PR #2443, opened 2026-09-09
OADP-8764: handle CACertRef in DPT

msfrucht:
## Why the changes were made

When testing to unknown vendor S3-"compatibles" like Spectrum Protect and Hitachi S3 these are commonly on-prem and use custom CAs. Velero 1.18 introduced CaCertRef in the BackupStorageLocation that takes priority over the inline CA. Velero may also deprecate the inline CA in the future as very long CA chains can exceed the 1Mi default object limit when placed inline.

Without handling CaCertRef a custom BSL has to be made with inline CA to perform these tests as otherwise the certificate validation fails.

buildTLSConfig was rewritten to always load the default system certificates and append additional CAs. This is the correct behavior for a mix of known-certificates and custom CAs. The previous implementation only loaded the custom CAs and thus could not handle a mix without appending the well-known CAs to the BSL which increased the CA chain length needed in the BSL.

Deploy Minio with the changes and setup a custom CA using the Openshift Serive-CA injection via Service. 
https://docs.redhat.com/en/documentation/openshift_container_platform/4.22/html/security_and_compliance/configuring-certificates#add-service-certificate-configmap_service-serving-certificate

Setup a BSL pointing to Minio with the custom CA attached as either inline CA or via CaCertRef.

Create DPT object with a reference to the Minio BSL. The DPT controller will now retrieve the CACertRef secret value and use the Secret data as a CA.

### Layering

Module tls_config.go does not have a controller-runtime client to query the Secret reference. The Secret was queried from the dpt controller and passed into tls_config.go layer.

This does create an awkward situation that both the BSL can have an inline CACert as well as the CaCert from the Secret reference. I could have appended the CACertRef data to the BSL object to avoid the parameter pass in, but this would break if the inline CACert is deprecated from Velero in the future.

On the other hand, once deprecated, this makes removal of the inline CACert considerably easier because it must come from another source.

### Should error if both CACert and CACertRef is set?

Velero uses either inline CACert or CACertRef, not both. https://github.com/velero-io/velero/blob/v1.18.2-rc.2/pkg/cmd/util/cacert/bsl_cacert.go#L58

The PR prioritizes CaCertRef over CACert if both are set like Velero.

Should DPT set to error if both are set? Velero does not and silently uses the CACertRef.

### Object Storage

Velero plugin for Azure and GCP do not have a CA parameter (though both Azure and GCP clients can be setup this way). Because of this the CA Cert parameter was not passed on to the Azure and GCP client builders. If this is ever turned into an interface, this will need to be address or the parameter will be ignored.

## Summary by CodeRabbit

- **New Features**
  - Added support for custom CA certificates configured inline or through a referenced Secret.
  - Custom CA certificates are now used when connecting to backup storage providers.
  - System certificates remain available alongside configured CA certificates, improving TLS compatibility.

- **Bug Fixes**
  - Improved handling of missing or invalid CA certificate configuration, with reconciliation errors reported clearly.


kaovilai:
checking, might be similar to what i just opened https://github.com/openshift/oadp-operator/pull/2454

Task instructions: Your answer should consist only of the lines from the one with "## Summary by CodeRabbit" through the end of the data above, reproduced exactly.

Solved exercise:
## Summary by CodeRabbit

- **New Features**
  - Added support for custom CA certificates configured inline or through a referenced Secret.
  - Custom CA certificates are now used when connecting to backup storage providers.
  - System certificates remain available alongside configured CA certificates, improving TLS compatibility.

- **Bug Fixes**
  - Improved handling of missing or invalid CA certificate configuration, with reconciliation errors reported clearly.


kaovilai:
checking, might be similar to what i just opened https://github.com/openshift/oadp-operator/pull/2454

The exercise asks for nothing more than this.